These systems matter because wind speed and direction change every minute, and poor control can waste power or damage equipment.

Pitch control works by rotating blades around their long axes to change the angle of attack and the aerodynamic lift on the blades. Yaw control uses wind direction sensors, a controller, yaw motors, and a yaw bearing to turn the nacelle left or right. Together, pitch and yaw keep the turbine near its best operating condition below rated wind speed and protect it above rated wind speed.
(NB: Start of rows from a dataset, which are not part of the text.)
PR #175, opened 2019-04-21
document internals

japaric:
note that this assumes that RFC #155 has been implemented

[Rendered text](https://japaric.github.io/rtfm5/book/en/internals.html)

Do not merge this before PR #176


book/en/src/internals/tasks.md
```diff
@@ -1,3 +1,397 @@
...
+                        lock(self.priority(), RQ1_CEILING, || {
+                            // put the taks in the ready queue
+                            RQ1.split().1.enqueue_unchecked(Ready {
+                                task: T1::bar,
+                                // ..
+                            })
+                        });
+
+                        // pend the interrupt that runs the task dispatcher
+                        rtfm::pend(Interrupt::UART0);
```
japaric: I'm currently wondering if this needs a compiler fence to prevent compiler
optimizations from changing the intended semantics.

`rtfm::pend` is a volatile write but `unqueue_unchecked` is a non-volatile
operation so the compiler is free (to some extend) to reorder these two
operations. If we zoom in into these two statements:

``` rust
lock(self.priority(), RQ1_CEILING, || {
    // put the taks in the ready queue
    RQ1.split().1.enqueue_unchecked(Ready {
        task: T1::bar,
        // ..
    })
});

// pend the interrupt that runs the task dispatcher
rtfm::pend(Interrupt::UART0);
```

Assuming that the dynamic priority is equal to the priority ceiling of `RQ1` we
can omit the critical section thus we end up with:

``` rust
RQ1.split().1.enqueue_unchecked(Ready {
    task: T1::bar,
    // ..
})

rtfm::pend(Interrupt::UART0);
```

If we then inline all operations to the maximum we get:

``` rust
// `RQ1` has type `Queue<Ready, const N>` which is equal to
// `struct { tail: AtomicU8, head: AtomicU8, buffer: [Ready; N] }`

/* `RQ1.split().1.enqueue_unchecked(..)` */
let tail = RQ1.tail.load(Ordering::Relaxed);
let ready = Ready { task: T1::bar, /* .. */ };

RQ1.buffer.get_unchecked_mut((tail as usize) % N).write(ready);

atomic::compile_fence(Ordering::Release); // ▲

RQ1.tail.store(tail + 1, Ordering::Relaxed);

/* `rtfm::pend(Interrupt::UART0)` */
ptr::write_volatile(0xE000E200, 1 << 4);
```

The `Release` fence means "preceding reads and writes cannot be moved past
subsequent writes". This is required for memory safety: the `buffer.write`
should *not* be reordered to after the `tail.store`.

However, I think the compiler is allowed to swap the `tail.store` and
`write_volatile` operations. The consequence of that would be that `UART0`
handler could fire and run the task dispatcher which would then see the *old*
`tail` value and miss the just enqueued entry. This doesn't break memory safety
but it would cause the `spawn`-ed task to be missed and not run until some other
task is `spawn`-ed.

I think to be on the safe side we should add another `Release` fence right before
the `write_volatile` (`rtfm::pend`). That is:

``` rust
// ..

RQ1.buffer.get_unchecked_mut((tail as usize) % N).write(ready);

atomic::compile_fence(Ordering::Release); // ▲

RQ1.tail.store(tail + 1, Ordering::Relaxed);

// NEW!
atomic::compile_fence(Ordering::Release); // ▲

/* `rtfm::pend(Interrupt::UART0)` */
ptr::write_volatile(0xE000E200, 1 << 4);
```

Now the compiler can't swap `tail.store` and `write_volatile`. In the generated
code this would be reflected as:

``` rust
lock(self.priority(), RQ1_CEILING, || {
    // put the taks in the ready queue
    RQ1.split().1.enqueue_unchecked(Ready {
        task: T1::bar,
        // ..
    })
});

// NEW! complete the `enqueue` operation before pending the interrupt
atomic::compile_fence(Ordering::Release); // ▲

// pend the interrupt that runs the task dispatcher
rtfm::pend(Interrupt::UART0);
```

I think this should not negatively impact optimizations as there's already a
compiler fence in `enqueue_unchecked`.

perlindgren: Taking a step back:

So what you are touching upon here boils down to what model of computation / semantics we want.

Resources as critical sections.
From a modelling perspective, one can see Resources as specifications of named critical sections, i.e., a way to ensure ordering and mutual exclusion.

From a pure modelling perspective pend is an "async" in RTFM. "async" semantics is that they will execute independently to the sender, inheriting the permissible execution window (base and deadline). "asyncs" can have payload in RTFM, the semantics follow that of sequential ordering data dependencies (i.e., parameters should be computed first). Side effects of synchronous operations before the "async" should be observable to the "pended" task.

Under that model even if the actual BASEPRI does not need to be manipulated, we should have barriers around the lock (to reflect the model).

This have not been formalized but builds on the Timber ideas. 

For this case a single barrier might be sufficient to uphold the model above. (I recall from the original paper RTFM Step 1, that we enforced  barriers at both entry and exit to be on the safe side).

Side note:
In Rust-RTFM we don't yet have a formalized semantics. We can define it the way we want (the only real requirement is that it does not break SRP, and does not break the Rust ownership semantics). What we deal with here is outside of these requirements, but very important to lay the foundation for reasoning about programs in Rust-RTFM, and about giving the user fine grained control.

I think the idea/notion of Resources as named critical sections is a very nice abstraction, allowing you to define logical resources (by maker typed static muts), and use those to provide fine grained ordering and concurrency control. (Of course it also covers the standard use of resources to safely share mutable data).

/Per

book/en/src/internals/tasks.md
```diff
@@ -1,3 +1,397 @@
...
+mod foo {
+    // ..
+
+    pub struct Context<'a> {
+        pub spawn: Spawn<'a>,
+        // ..
+    }
+
+    pub struct Spawn<'a> {
+        // tracks the dyanmic priority of the task
```
burrbull: dynamic

japaric:
@korken89 I have document the overflow behavior.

The result is more reliable electricity production and safer operation during gusts, storms, and shutdowns.

Key Facts

  • Wind power available in moving air is Pwind = 0.5 ρ A v^3.
  • Rotor swept area is A = πr^2, so longer blades capture much more wind energy.
  • Electrical output is approximately Pe = Cp 0.5 ρ A v^3 η, where Cp is the power coefficient and η is efficiency.
  • Pitch angle is the rotation of a blade about its own lengthwise axis.
  • Yaw angle is the angle between the rotor axis and the incoming wind direction.
  • A yaw error reduces captured power because the effective wind component normal to the rotor is smaller.

Vocabulary

Pitch control
Pitch control is the system that rotates turbine blades to adjust their angle to the wind.
Yaw control
Yaw control is the system that turns the nacelle so the rotor points into the wind.
Nacelle
The nacelle is the housing at the top of the tower that contains the drivetrain, generator, brakes, sensors, and control systems.
Angle of attack
Angle of attack is the angle between the blade airfoil and the incoming airflow it experiences.
Power coefficient
The power coefficient Cp is the fraction of wind power passing through the rotor area that is converted into mechanical rotor power.

Common Mistakes to Avoid

  • Confusing pitch with yaw is wrong because pitch rotates each blade, while yaw rotates the entire nacelle and rotor direction.
  • Assuming blades always stay at the same angle is wrong because blade pitch changes to improve efficiency, limit power, and reduce loads in strong winds.
  • Ignoring wind speed cubed in Pwind = 0.5 ρ A v^3 is wrong because a small increase in wind speed can cause a large increase in available power.
  • Thinking yaw control only affects direction is incomplete because yaw error also changes power capture and can create uneven mechanical loads on the turbine.

Practice Questions

  1. 1 A turbine has blade radius 40 m. What is the swept area of the rotor? Use A = πr^2 and π = 3.14.
  2. 2 Wind speed increases from 8 m/s to 10 m/s while air density and rotor area stay constant. By what factor does the available wind power change? Use Pwind proportional to v^3.
  3. 3 A turbine is operating in very strong gusty wind above its rated speed. Explain whether the controller should increase or decrease blade pitch to reduce aerodynamic loading, and describe why.